Thrust bearing, 11...Angle, 12...Square belt, 13...Shaft, 14, 15...Pulley, 16
...Supply reel stand, 17...Take-up reel stand, 18
...Reel drive motor, 19...Gear, 20...
...Pulley, 21...Belt, 22...Pulley, 2
3, 24... shaft, 25... lever, 26... shaft,
27...Pulley, 28...Gear, 29...Shaft, 3
0...Lever, 31...Spring, 32...Rod,
33...Shaft, 34...Idler, 35...Head board, 36...Brake lever, 37...Regulation pin, 38...Through hole, 39, 40...Brake shoe, 41...Shaft, 42... ...Cam follower, 43
... Pin, 44 ... Shaft, 45 ... Main gear, 4
6...first cam, 47...second cam, 48...
...Third cam, 49...Shaft, 50...Lock lever, 51...Roller, 52...Press plate, 53...
Coil, 54... Lever, 55... Spring, 56...
... Iron core, 57 ... Regulation lever, 58 ... Swing lever, 59 ... Spring, 60 ... Gear, 61 ... Gear, 62 ... Mode switch, 63, 64 ... Switch, 65 ... Gear, 66 ,67...Head,
68...pinch roller, 69...head board spring.

Claims (1)

[Scope of Claims] 1. A first motor that rotates a capstan to drive the tape to travel at a constant speed, and a second motor that is provided separately from the first motor and capable of forward and reverse rotation;
A head board on which a head etc. is mounted and which reciprocates to control the pressure contact of the pinch roller to the capstan, and a pair of gears that are always engaged with a gear coaxial with a rotating body driven by the second motor. A power transmission mechanism having a rotary gear and capable of oscillating in accordance with the rotational direction of the second motor, and a main gear meshed with the pair of rotary gears, a first drive mechanism for reciprocating the head board; and a second drive mechanism.

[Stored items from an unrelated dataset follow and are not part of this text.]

PR #1165, opened 2024-02-04
mir: separate NaN checks from FP arithmetic

zerbina:
## Summary

Decouple NaN checks from floating point arithmetic by emitting a
dedicated magic call during AST -> MIR translation.

This makes the exceptional control-flow arising from NaN checks visible
at the MIR level, which fixes locals not being destroyed if their scope
is left via an exception raised by a NaN check and there's no other
unstructured control-flow leaving the scope.

## Details

* if NaN checks are enabled, `mirgen` emits a call to the `mChckNaN`
  magic after each FP arithmetic operation (add, sub, mul, div)

* `mChckNaN` is a new internal-only unary magic

* `cgen` implements the magic in the same way it previously implemented
  NaN checks; NaN checks are no longer emitted manually for FP
  arithmetic

* `jsgen` and `vmgen` treat the `mChckNaN` as a no-op for now (both
  were already missing NaN check support previously)


compiler/backend/ccgexprs.nim
```diff
@@ -1763,6 +1760,15 @@ proc genMagicExpr(p: BProc, e: CgNode, d: var TLoc, op: TMagic) =
     linefmt(p, cpsStmts, "$1 = ($2)($3);$n", [a.r, typ, rdLoc(b)])
   of mChckRange:
     genRangeChck(p, e, d)
+  of mChckNaN:
+    var a: TLoc
+    initLocExpr(p, e[1], a)
+    # XXX: using a comparison could result in a floating point exception to
+    #      be raised (i.e., the flag to be set in the fenv).
+    #      ``__builtin_isnan``, which doesn't exhibit this behaviour, could be
```
saem: Any reason not to do this now?

saem (approved):
Quick question about not using the built-in now, but it's not really a blocker, feel free to merge.

compiler/backend/ccgexprs.nim
zerbina: It felt like something unrelated to the rest of the PR, but you're right, there's not really a reason against it -- I'll change it here.

zerbina: I've only changed the comment for now. The `__builtin_isnan` built-in is only available for GCC, Clang, and some other compilers aiming for GCC compatibility, but not for MSVC, and the only portable way of testing for NaNs that I've found would be inspecting the bit pattern (the C `isnan` function only became standard with C99).

Since `mChckNaN` is only intended for testing values resulting from arithmetic operations (which can never be signaling NaNs), I've changed the `mChckNaN` documentation to mention that signaling NaN behaviour is undefined.

PR #1167, opened 2024-02-06
fix(vmgen): wrong `range` value being read

zerbina:
## Summary

Fix an incorrect/invalid value being read from locations of unsigned
`range` type. Only the VM backend was affected, and only when the value
stored in the location had the most-significant bit set.

## Details

With the VM, all unsigned values require masking after being read from
a memory location.  `genRegLoad`  emits the necessary masking
instruction,
but `isUnsigned` doesn't consider range types (a separate bug), meaning
that values of type `tyRange` with an unsigned base type were not
masked.

* all code generation for narrowing/masking instructions is changed to
  skip `tyRange` types
* the custom narrowing implementation used for `mShrI` code generation
  is merged into `genNarrow`
* the duplicated unsigned integer masking is moved to a dedicated
  procedure (`genNarrowUnsigned`)

There was also the problem of the types' `size` field being accessed
directly; since a type's size is computed on demand, the value in
`size` might not be valid. `getSize` is used instead.

### DIFF
--- a/compiler/vm/vmgen.nim
+++ b/compiler/vm/vmgen.nim
@@ -1362,7 +1362,7 @@ proc genNarrowUnsigned(c: var TCtx; info: TLineInfo, typ: PType,
   ## Only masks the value in `dest` (with ``opcNarrowU``) if `typ` is an
   ## unsigned integer type.
   let t = skipTypes(typ, IrrelevantTypes + {tyRange})
-  if isUnsigned(t) and (let size = getSize(c.config, typ); size < 8):
+  if isUnsigned(t) and (let size = getSize(c.config, t); size < 8):
     c.gABC(info, opcNarrowU, dest, TRegister(size * 8))
 
 proc genBinaryABCnarrow(c: var TCtx; n: CgNode; dest: var TDest; opc: TOpcode) =
--- a/compiler/vm/vmgen.nim
+++ b/compiler/vm/vmgen.nim
@@ -1350,12 +1350,9 @@ proc genNarrow(c: var TCtx; n: CgNode; dest: TRegister; sNarrow = opcNarrowS) =
       else:             sNarrow
     c.gABC(n, op, dest, TRegister(size*8))
 
-proc genNarrowU(c: var TCtx; n: CgNode; dest: TDest) =
-  let t = skipTypes(n.typ, IrrelevantTypes + {tyRange})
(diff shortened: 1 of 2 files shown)


compiler/vm/vmgen.nim
```diff
@@ -1337,22 +1337,33 @@ proc genBinaryABC(c: var TCtx; n: CgNode; dest: var TDest; opc: TOpcode) =
...
 
-proc genNarrow(c: var TCtx; n: CgNode; dest: TDest) =
-  let t = skipTypes(n.typ, abstractVar-{tyTypeDesc})
-  # uint is uint64 in the VM, we we only need to mask the result for
-  # other unsigned types:
-  if t.kind in {tyUInt8..tyUInt32} or (t.kind == tyUInt and t.size < 8):
-    c.gABC(n, opcNarrowU, dest, TRegister(t.size*8))
-  elif t.kind in {tyInt8..tyInt32} or (t.kind == tyInt and t.size < 8):
-    c.gABC(n, opcNarrowS, dest, TRegister(t.size*8))
+proc genNarrow(c: var TCtx; n: CgNode; dest: TRegister; sNarrow = opcNarrowS) =
```
saem, line 1340:
```suggestion
proc genNarrow(c: var TCtx; info: TLineInfo; dest: TRegister; sNarrow = opcNarrowS) =
```

This could be a line info, instead of `n: CgNode`, in which case `genNarrowU` and `genNarrowUnsigned` could be simplified out or become inline `proc`s which specify the opcode and possibly carry some minimal logic.

saem (approved):
One soft stylistic suggestion that might reduce some code, otherwise looks good.

compiler/vm/vmgen.nim
zerbina: Only `genNarrowU` can be simplified away this way; `genNarrowUnsigned` deviates from the other narrow procedures in that it generates nothing for signed types.

I'll replace `genNarrowU`.

saem: I'm not sure how I feel about it, as it could be too clever, but `ocpRet` could potentially be used as a sentinel value to indicate "just return the value if signed"?

It's probably not a great idea.

zerbina: > but `ocpRet` could potentially be used as a sentinel value to indicate "just return the value if signed"?

Yep, that would work, although I think I'd rather leave `genNarrowUnsigned` be for the moment.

a pulley that is coaxial with a gear that is always meshed with a gear driven by the motor and that can be rotated into contact with a pair of reel stands depending on the rotational direction of the second motor; The second one is used to send the tape to the reel stand to bring the tape into a high-speed feeding state.
The drive mechanism is in an engaging relationship with the swing lever constituting the second drive mechanism, and when the pulley is in a first position that prevents rotation of the pair of reel stands, the pulley is engaged with the swing lever constituting the second drive mechanism. a brake mechanism that restricts the pulley to a position away from the reel base and allows the pulley to come into contact with the pair of reel bases when the pulley is in a second position that allows rotation of the pair of reel bases; a second switching mechanism for switching the second drive mechanism between an operating state and a non-operating state by shifting it to a first and second position; By shifting the first drive mechanism between a first position where the gears do not mesh with the main gear and a second position where one of the pair of rolling gears meshes with the main gear, the first drive mechanism is brought into an operating state and a non-operating state. and a first switching mechanism for switching the head board to the head board, and when the first switching mechanism is in operation, the first drive mechanism moves the head board forward or backward by the rotation of the second motor, and the head board moves back and forth. a tip of a swinging lever constituting the second drive mechanism so as to shift the brake mechanism to the second position when the board is moved to the forward position and simultaneously prohibit the operation of the second drive mechanism; into the recess of the head board, and on the other hand,
A magnetic recording and reproducing device configured to rotate the reel stand at high speed by a second drive mechanism by rotation of a second motor when the second switching mechanism is in an operating state. 2. The magnetic recording and reproducing device according to claim 1, wherein the switching mechanism is constituted by electromagnetic driving means.